Using Harris Corner Detection algorithm returns too many points of interest. To remedy this issue, we turn to ANMS to limit the maximum number of interest points extracted from each image. At the same time, we notice that these points are not necessarily distributed spatially. ANMS solves these issues by sorting points by non-maximal suppression radius. In my implementation, I use \(c_{robust} = 0.9 \) and keep only the top \(500\) points (as sorted by non-maximal suppression radius). Below, we show the results after running ANMS:

Multi-Scale Oriented Patches: Feature Descriptor Extraction

We now use our interest points as feature descriptors, which should be invariant and distinctive. We use Multi-Scale Oriented Patches (MOPS). Specifically, we take \(40 \times 40 \) pixels and rotate it to a canonical orientation and subsample to \(8 \times 8\) to eliminate high frequency signals. Then, we normalize the subsample. This makes the features invariant to affine changes in intensity (bias and gain).

Feature-space Outlier Rejection: Feature Matching

we compute the squared distance from every feature in the first image to every feature in the second image. Then, we use the David Lowe's trick and compute the ratio of the distance to the 1-NN over the distance to the 2-NN. If this is less than \(0.3\), then the pair is a match.

Random Sample Consensus (RANSAC)

The RANSAC loop runs by firstly selecting four features at random (four since it is the minimum set of feature pairs for a homography).
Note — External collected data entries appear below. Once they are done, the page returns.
PR #1511, opened 2026-03-31
fix(search): validate sort parameter in advanced-search

ClemRz:
## 🤔 What

- Add sort parameter validation in the advanced search endpoint (`POST /api/v1/advanced-search`)
- Invalid sort fields now return 400 Bad Request instead of crashing with 500

## 🤷‍♂️ Why

Production logs showed a 500 Internal Server Error when a user sorted entrances by `depth:desc`. The entrances Typesense collection has `cave.depth` (nested) but no top-level `depth` field. The sort parameter was passed directly to Typesense without validation, causing an `ObjectNotFound` error that bubbled up as a 500.

## 🔍 How

- Added a `validateSort(entity, sort)` helper in `SearchService.js` that checks:
  1. Sort format is `field:asc` or `field:desc`
  2. The field exists in the target entity's Typesense schema
  3. The field is marked as sortable (`sort: true`)
- Called `validateSort` in `collectionSearch()` before building Typesense query params
- Added try/catch in the `advanced-search.js` controller to catch `E_SORT_VALIDATION` errors and return `res.badRequest()` with a descriptive message
- Non-validation errors (e.g., Typesense connectivity) still propagate as 500

## 🧪 Testing

- Added property-based tests in `test/integration/1_services/SearchService.property.test.js`:
  - **Property 1 (Bug Condition)**: Generates random invalid sort inputs (non-existent fields, non-sortable fields, bad format/direction) and verifies validation errors are thrown
  - **Property 2a (Preservation)**: Verifies all valid entity + sortable field + direction combos produce correct `sort_by` params
  - **Property 2b (Preservation)**: Verifies no-sort requests omit `sort_by`
  - **Property 2c (Preservation)**: Verifies invalid entity names return `null`

```bash
PORT=1338 npm run test -- --grep "SearchService - Property"
```

## 📸 Previews

N/A — backend-only change.

### DIFF
--- a/README.md
+++ b/README.md
@@ -236,6 +236,31 @@ Grottocenter API implements a Role-Based Access Control (RBAC) system with 5 use
 
 For detailed information about roles, permissions, and implementation, see [here](PERMISSION_SYSTEM.md).
 
+### Sortable fields
+
+The advanced search endpoints (`POST /api/v1/advanced-search` and `POST /api/v1/advanced-search/export`) accept a `sort` parameter in the format `field:asc` or `field:desc`. Only fields that are sortable in the target entity's Typesense schema are accepted; invalid fields return a 400 error.
+
+The source of truth for sortable fields is the `search.schema.fields` array in each entity module under `api/dbSync/entities/`. A field is sortable when:
+
+- it has `sort: true` in its schema definition, or
+- its type is numeric or boolean (`int32`, `int64`, `float`, `bool`, and their array variants), which Typesense makes sortable by default
+
+To list all sortable fields for a given entity:
+
+```bash
+node -e "
+const SORTABLE_BY_DEFAULT = ['int32','int64','float','bool','int32[]','int64[]','float[]','bool[]'];
+const entities = ['organization','person','massif','cave','entrance','document'];
+entities.forEach(e => {
+  const mod = require('./api/dbSync/entities/' + e);
+  const sortable = mod.search.schema.fields
+    .filter(f => f.sort === true || SORTABLE_BY_DEFAULT.includes(f.type))
+    .map(f => f.name);
+  console.log(mod.search.schema.name + ': ' + sortable.join(', '));
+});
+"
+```
+
 ### Git
 
 #### Workflow
--- a/api/controllers/v1/search/advanced-search-export.js
+++ b/api/controllers/v1/search/advanced-search-export.js
@@ -97,12 +97,24 @@ module.exports = async (req, res) => {
   let hasSentHeader = false;
   let page = 1;
   for (;;) {
-    // eslint-disable-next-line no-await-in-loop
-    const results = await SearchService.collectionSearch({
-      ...params,
-      page,
-      size: BATCH_SIZE,
-    }).catch((err) => err);
+    let results;
+    try {
+      // eslint-disable-next-line no-await-in-loop
+      results = await SearchService.collectionSearch({
+        ...params,
+        page,
+        size: BATCH_SIZE,
+      });
+    } catch (err) {
+      if (err.code === 'E_SORT_VALIDATION') {
+        if (!hasSentHeader) {
+          res.badRequest({ error: err.message });
+          return;
+        }
+        break;
+      }
+      results = err;
+    }
 
     if (!results || !results.hits) {
       sails.log.error('Export to CSV error', params, page, results);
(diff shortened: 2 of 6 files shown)


Paul-AUB (changes requested):
# Code Review: fix(search): validate sort parameter in advanced-search

Commits: `e95bc86` (fix) · `392927d` (docs)

## Overview

The fix is correct and well-structured: a dedicated `validateSort` function with a clear error code, a minimal try/catch in the controller, and a solid property-based test suite. However, the validation is applied to only one of the two controllers that call `collectionSearch`, leaving the export endpoint exposed to the same failure mode.

---

## Issues

### 1. `advanced-search-export.js` is not protected — same bug still reachable

`collectionSearch` is called with a user-supplied `sort` in two controllers:

- `advanced-search.js` → now catches `E_SORT_VALIDATION` → returns 400 ✓
- `advanced-search-export.js:101` → uses `.catch((err) => err)` → an `E_SORT_VALIDATION` error is caught, treated as a failed result, logs it as an internal error, and returns a 500 ✗

The fix leaves the export endpoint with the same original failure mode (invalid sort → 500). The catch block in that controller needs the same `E_SORT_VALIDATION` handling.

### 2. Empty string sort skips validation — `SearchService.js:163`

```js
if (sort) validateSort(entity, sort);
```

`sort = ''` is falsy and skips validation, then `sort_by` is omitted from the Typesense query (because of `sort && { sort_by: ... }` at line 178). This happens to be safe, but only by accident. A client sending `sort=''` silently receives results without sorting rather than a 400. This is a latent inconsistency — the controller should strip or reject empty strings before passing to the service.

### 3. Ambiguous error message for empty field name — `SearchService.js:119`

`sort = ':asc'` splits to `['', 'asc']` — format is technically valid (two parts, valid direction), so it passes the first check and reaches field lookup. The error thrown is:

```
Field '' does not exist in 'entrances' schema.
```

This message is confusing; the root problem is the missing field name, not a non-existent one. The format check at the top should also reject an empty field segment.

### 4. Hardcoded sortable field list in Swagger will drift — `swaggerV1.yaml:3745-3753`

The enumerated list of sortable fields per entity is manually written into the YAML description. It will silently go out of date whenever a schema changes. This is a documentation maintenance risk. A comment linking to the source-of-truth schema files would at least make the drift visible during code review.

### 5. `allEntities` is duplicated in the property test — `SearchService.property.test.js:14-27`

The test file manually re-imports all entity modules and rebuilds `allEntities` and `allEntitiesKeys`. If a new entity is added to `SearchService.js` but forgotten here, the new entity is not covered by any property test and no error is raised. Exporting `allEntities` from the service (or a shared module) would keep the two in sync automatically.

### 6. `nonExistentFieldArb` convergence is not guaranteed — `SearchService.property.test.js:62`

```js
fc.stringMatching(/^[a-z]{2,15}$/)
  .filter((field) => !existingFields.includes(field))
```

`fast-check` will retry filtered-out values, but there is no bound on how many exist in `existingFields`. In practice the existing schemas have few short lowercase field names, so this converges fine. A structurally simpler alternative is to prefix generated strings (e.g. `zzz_${field}`) to guarantee they cannot match any real field name.

---

## Positives

- `validateSort` is a clean, pure function with no side effects — easy to test in isolation.
- The `E_SORT_VALIDATION` error code pattern (rather than a custom class) is lightweight and consistent with how Sails/Waterline surfaces errors.
- The guard order in `collectionSearch` (invalid entity → early return null, then validate sort) is correct: `allEntities[entity]` is always defined when `validateSort` runs.
- The three-property structure in the test file (bug condition / valid sort preserved / no-sort preserved) is well-organised and clearly motivated.
- The Swagger `400` response code addition and the cross-reference from the GET endpoint description to the POST one are both good documentation choices.

ClemRz:
1. **Export endpoint unprotected** — `advanced-search-export.js` now catches `E_SORT_VALIDATION` and returns 400
2. **Empty string sort skips validation** — `sort.trim()` check added in `collectionSearch`
3. **Empty field name ambiguous error** — `:asc` now rejected at format check (`!parts[0]`)
4. **Hardcoded sortable fields in Swagger** — Removed enumerated list, replaced with pointer to new "Sortable fields" README section
5. **`allEntities` duplicated in test** — Exported from `SearchService`, reused in property test file
6. **`nonExistentFieldArb` convergence** — Uses `zzz_` prefix instead of `.filter()` on generated strings

Not addressed: no integration tests for the export endpoint's `E_SORT_VALIDATION` handling

Paul-AUB (approved):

We take the minimum since we will have more chance of wrong pairs being chosen. We then compute the homography and count the inliers: $$dist(p_i', Hp_i) < \epsilon$$ In our case, the distance metric was the \(L2\) norm. We repeat this while keeping the largest set of inliners (inliners defined to have SSD error lower than threshold \(0.8\)) and recompute least squares estimate on all of them.

Results of Automatic Stitching

We extend our studies further beyond the city picture to automatically stitch other photos. We provide the manually stitched photos for comparison on the left. To the right are the automatic stitched photos (they look almost identical! - more on this reflection soon). To make the pictures look better, they have been manually cropped to a rectangle.

What I learned

I am beyond surprised that automatic stitching and manual stitching returned almost identical results. The biggest thing I have learned is how to do feature extraction and feature matching, but more importantly, how simple ideas like using patches and normalizing can be used to create beautiful panoramas.